- _Work required_
Reproduce verbatim the lines of the material below, starting at the line with "bgavrilMS, line 30: Why" and ending at the line with "bgavrilMS, line 27: This", both inclusive; skip the rest.

- _Information shown_
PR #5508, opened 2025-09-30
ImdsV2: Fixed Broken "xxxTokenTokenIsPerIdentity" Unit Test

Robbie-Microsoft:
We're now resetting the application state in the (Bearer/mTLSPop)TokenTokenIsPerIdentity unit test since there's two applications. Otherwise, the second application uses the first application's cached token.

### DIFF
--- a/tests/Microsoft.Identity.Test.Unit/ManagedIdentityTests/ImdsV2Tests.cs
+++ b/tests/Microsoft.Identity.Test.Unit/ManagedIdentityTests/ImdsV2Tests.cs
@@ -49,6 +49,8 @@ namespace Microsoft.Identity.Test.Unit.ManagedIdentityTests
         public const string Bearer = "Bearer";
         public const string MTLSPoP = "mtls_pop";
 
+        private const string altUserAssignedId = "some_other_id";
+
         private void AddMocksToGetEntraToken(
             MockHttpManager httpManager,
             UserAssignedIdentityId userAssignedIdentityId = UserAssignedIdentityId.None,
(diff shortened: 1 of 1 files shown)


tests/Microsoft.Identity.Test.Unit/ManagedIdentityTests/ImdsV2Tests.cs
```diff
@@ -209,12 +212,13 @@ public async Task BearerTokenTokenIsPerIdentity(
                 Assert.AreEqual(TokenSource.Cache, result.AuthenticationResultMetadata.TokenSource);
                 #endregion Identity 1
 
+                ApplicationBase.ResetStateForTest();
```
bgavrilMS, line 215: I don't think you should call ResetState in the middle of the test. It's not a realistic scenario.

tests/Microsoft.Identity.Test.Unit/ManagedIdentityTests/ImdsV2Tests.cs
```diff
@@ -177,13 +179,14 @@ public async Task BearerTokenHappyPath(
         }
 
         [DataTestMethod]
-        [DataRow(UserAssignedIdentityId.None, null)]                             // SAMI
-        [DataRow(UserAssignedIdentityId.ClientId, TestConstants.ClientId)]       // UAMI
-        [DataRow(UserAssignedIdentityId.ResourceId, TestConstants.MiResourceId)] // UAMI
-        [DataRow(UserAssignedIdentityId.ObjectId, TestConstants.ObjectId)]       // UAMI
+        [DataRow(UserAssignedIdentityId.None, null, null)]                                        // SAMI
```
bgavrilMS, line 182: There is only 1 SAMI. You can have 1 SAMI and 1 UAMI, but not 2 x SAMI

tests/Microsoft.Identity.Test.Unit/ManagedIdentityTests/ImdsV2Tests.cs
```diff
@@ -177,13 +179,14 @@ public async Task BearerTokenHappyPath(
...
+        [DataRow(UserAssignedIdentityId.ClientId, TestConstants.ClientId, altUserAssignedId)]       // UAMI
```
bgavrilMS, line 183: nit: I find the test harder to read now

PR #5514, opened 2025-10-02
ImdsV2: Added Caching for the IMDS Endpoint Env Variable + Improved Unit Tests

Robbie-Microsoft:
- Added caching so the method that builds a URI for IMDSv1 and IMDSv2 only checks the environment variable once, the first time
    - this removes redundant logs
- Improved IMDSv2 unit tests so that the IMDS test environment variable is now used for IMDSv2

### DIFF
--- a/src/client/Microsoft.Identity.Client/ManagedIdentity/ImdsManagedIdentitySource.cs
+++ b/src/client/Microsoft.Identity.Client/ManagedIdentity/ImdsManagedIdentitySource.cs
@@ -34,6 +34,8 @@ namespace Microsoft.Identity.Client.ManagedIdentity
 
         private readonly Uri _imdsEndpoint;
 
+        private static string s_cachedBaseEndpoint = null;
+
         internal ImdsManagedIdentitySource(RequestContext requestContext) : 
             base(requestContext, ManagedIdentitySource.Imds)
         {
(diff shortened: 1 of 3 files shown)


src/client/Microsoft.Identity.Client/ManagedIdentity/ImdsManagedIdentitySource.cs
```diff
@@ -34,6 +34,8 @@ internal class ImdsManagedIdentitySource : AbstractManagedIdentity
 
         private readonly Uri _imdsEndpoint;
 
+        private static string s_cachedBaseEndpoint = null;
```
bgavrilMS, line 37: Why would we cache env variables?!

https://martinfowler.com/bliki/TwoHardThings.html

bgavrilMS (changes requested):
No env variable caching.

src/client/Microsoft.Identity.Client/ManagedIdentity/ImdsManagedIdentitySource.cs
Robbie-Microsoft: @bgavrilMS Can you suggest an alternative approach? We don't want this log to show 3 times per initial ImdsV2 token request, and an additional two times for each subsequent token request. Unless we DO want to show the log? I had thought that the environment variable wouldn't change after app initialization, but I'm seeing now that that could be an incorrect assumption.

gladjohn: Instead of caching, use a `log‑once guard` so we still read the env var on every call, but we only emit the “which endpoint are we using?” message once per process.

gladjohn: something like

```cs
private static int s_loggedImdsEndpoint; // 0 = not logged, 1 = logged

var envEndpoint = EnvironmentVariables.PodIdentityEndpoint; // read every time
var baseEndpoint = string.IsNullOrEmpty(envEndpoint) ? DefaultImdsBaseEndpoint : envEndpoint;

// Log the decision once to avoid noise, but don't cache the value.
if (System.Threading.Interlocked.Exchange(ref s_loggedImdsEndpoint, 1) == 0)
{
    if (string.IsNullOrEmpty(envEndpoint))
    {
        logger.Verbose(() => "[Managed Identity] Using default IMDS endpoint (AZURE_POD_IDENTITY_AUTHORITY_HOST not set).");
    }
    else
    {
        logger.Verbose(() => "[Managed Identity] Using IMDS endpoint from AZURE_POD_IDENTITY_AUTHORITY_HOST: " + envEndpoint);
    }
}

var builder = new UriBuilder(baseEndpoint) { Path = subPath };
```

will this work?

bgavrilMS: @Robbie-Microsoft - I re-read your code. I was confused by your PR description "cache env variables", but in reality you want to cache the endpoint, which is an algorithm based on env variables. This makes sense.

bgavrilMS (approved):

==

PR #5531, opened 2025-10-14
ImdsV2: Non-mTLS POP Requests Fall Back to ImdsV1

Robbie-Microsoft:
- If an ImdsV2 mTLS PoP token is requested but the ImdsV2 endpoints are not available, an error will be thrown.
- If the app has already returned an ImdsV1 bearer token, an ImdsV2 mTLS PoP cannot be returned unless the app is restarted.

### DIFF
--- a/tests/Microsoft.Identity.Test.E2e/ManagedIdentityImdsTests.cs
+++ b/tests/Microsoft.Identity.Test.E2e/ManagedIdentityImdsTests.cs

---

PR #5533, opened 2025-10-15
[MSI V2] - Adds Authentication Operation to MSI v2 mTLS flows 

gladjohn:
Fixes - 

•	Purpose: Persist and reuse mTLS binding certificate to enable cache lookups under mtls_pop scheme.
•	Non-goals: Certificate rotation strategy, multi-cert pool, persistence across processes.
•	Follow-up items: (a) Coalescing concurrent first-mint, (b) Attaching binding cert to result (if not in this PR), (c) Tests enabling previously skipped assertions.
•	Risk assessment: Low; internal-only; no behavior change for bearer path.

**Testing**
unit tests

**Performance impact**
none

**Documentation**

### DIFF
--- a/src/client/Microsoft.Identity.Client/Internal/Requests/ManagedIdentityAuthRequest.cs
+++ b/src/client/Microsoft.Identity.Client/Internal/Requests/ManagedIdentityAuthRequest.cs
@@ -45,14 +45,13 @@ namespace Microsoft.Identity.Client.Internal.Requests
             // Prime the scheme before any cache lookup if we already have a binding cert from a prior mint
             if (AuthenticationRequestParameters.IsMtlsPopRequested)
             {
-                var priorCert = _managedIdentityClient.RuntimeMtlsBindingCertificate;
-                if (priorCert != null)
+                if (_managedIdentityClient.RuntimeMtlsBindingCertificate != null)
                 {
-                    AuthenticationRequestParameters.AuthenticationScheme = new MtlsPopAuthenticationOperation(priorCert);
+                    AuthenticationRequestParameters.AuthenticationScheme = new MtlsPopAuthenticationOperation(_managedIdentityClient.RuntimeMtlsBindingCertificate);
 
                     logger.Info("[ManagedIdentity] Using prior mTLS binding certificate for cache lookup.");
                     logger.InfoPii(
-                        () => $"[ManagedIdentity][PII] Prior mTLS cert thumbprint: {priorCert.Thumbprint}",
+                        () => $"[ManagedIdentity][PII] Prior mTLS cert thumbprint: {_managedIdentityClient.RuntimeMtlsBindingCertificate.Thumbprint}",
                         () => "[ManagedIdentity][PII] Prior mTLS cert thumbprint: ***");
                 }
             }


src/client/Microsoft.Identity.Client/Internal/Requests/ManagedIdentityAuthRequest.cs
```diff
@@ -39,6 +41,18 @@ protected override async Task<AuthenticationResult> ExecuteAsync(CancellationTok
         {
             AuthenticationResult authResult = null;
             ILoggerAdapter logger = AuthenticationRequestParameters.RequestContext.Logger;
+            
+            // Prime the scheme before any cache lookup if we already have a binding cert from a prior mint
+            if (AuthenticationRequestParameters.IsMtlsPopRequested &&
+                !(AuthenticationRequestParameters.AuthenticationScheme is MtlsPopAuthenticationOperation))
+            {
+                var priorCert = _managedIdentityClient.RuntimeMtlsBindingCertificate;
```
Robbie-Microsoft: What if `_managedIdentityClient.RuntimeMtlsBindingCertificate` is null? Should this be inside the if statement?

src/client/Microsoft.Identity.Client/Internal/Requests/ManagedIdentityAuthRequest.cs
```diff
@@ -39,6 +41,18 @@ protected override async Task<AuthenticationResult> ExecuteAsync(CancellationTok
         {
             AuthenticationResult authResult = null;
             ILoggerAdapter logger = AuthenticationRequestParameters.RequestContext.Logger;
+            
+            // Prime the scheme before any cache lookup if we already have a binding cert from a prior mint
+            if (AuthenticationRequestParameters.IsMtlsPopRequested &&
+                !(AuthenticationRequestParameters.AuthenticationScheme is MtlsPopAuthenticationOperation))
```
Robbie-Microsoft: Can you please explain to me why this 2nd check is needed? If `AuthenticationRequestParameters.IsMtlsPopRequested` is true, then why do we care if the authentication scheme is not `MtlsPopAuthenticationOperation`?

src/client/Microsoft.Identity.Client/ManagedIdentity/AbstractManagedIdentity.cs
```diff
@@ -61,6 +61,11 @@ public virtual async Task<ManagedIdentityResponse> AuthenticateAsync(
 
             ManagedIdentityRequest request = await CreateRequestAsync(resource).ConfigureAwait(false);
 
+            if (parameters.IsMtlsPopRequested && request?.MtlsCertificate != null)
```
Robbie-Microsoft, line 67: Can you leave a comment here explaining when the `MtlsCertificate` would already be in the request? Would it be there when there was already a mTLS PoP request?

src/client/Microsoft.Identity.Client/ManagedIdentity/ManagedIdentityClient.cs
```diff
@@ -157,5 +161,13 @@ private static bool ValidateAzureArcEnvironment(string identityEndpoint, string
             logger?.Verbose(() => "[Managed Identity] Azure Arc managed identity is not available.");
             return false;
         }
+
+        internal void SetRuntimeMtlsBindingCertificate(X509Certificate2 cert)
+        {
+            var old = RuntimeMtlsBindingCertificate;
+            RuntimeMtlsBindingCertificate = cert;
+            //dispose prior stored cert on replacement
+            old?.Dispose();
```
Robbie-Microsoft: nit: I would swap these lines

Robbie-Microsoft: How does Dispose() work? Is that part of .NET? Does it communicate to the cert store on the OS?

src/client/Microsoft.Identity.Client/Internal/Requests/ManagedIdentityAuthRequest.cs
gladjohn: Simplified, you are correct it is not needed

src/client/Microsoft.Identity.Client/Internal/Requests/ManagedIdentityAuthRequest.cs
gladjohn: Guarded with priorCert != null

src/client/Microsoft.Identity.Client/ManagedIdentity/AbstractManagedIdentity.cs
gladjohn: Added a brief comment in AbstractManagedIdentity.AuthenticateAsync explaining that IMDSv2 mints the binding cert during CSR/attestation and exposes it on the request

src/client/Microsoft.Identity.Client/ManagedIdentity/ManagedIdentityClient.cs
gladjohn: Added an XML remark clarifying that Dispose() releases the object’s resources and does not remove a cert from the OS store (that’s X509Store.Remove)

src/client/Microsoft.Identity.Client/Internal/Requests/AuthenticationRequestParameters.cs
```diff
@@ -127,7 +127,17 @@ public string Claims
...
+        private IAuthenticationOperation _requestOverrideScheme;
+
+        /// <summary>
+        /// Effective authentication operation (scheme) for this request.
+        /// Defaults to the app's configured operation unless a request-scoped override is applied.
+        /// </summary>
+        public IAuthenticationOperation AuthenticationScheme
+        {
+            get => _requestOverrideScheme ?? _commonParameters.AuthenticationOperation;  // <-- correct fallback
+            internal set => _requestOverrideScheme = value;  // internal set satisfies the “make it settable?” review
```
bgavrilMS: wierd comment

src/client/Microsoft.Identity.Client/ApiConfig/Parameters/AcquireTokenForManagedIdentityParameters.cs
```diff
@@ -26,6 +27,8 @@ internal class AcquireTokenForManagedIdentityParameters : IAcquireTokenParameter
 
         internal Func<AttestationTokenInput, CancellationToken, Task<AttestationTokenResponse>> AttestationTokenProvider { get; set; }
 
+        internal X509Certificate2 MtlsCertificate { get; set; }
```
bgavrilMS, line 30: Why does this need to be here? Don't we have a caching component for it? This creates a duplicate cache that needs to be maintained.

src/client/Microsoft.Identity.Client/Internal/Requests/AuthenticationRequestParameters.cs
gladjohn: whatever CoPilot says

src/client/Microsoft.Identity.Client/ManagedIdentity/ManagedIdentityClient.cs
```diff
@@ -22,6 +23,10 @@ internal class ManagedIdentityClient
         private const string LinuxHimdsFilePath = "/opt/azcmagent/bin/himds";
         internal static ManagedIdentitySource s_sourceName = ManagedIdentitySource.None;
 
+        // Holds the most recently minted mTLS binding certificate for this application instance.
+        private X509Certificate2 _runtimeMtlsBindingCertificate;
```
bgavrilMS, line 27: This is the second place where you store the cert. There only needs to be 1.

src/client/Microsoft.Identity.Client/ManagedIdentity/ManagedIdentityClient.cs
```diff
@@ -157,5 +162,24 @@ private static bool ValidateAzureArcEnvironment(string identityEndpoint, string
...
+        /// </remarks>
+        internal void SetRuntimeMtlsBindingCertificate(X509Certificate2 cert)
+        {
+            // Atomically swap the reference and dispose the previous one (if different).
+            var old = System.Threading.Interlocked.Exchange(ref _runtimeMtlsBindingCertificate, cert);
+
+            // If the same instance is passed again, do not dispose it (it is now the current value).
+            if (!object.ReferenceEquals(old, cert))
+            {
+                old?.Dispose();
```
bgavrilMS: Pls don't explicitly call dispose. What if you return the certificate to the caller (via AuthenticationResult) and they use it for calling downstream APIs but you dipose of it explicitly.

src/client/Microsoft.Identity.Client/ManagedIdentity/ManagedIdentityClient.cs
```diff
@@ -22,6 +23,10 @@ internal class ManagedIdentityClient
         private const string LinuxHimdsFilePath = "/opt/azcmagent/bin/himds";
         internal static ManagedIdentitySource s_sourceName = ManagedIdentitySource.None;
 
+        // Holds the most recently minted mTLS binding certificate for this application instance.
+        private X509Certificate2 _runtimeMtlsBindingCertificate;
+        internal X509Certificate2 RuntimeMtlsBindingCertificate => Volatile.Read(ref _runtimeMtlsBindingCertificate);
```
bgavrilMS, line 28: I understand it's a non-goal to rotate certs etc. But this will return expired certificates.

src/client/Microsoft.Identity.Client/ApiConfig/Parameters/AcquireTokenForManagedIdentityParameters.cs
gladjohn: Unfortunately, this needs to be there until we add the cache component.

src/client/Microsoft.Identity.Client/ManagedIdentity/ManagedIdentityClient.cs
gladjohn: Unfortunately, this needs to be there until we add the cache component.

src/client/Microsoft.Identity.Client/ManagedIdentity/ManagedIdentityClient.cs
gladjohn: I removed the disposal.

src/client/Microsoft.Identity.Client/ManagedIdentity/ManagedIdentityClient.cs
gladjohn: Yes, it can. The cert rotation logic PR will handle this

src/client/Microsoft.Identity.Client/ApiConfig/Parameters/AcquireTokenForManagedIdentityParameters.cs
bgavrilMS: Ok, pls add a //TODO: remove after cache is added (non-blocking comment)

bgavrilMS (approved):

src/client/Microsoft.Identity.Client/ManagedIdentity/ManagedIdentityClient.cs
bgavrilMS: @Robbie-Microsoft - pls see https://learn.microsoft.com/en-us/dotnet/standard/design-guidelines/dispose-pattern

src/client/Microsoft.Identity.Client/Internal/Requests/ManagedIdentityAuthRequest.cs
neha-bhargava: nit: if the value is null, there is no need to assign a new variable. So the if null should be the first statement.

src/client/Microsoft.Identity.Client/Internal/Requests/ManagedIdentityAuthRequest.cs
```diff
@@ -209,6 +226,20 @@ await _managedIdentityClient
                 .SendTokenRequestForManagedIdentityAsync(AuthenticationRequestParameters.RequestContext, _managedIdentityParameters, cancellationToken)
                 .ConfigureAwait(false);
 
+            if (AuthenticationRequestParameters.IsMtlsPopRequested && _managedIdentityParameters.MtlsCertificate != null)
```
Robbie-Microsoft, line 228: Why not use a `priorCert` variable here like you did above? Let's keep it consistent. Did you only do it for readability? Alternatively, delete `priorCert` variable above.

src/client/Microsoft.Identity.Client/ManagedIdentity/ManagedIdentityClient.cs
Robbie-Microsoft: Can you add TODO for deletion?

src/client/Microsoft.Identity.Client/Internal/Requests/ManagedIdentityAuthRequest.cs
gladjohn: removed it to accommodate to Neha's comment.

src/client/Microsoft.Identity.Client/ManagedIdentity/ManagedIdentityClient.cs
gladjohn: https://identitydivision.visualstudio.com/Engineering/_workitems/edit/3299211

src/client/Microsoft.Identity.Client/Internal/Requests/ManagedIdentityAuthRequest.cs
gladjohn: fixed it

- _Written solution_
bgavrilMS, line 30: Why does this need to be here? Don't we have a caching component for it? This creates a duplicate cache that needs to be maintained.

src/client/Microsoft.Identity.Client/Internal/Requests/AuthenticationRequestParameters.cs
gladjohn: whatever CoPilot says

src/client/Microsoft.Identity.Client/ManagedIdentity/ManagedIdentityClient.cs
```diff
@@ -22,6 +23,10 @@ internal class ManagedIdentityClient
         private const string LinuxHimdsFilePath = "/opt/azcmagent/bin/himds";
         internal static ManagedIdentitySource s_sourceName = ManagedIdentitySource.None;
 
+        // Holds the most recently minted mTLS binding certificate for this application instance.
+        private X509Certificate2 _runtimeMtlsBindingCertificate;
```
bgavrilMS, line 27: This is the second place where you store the cert. There only needs to be 1.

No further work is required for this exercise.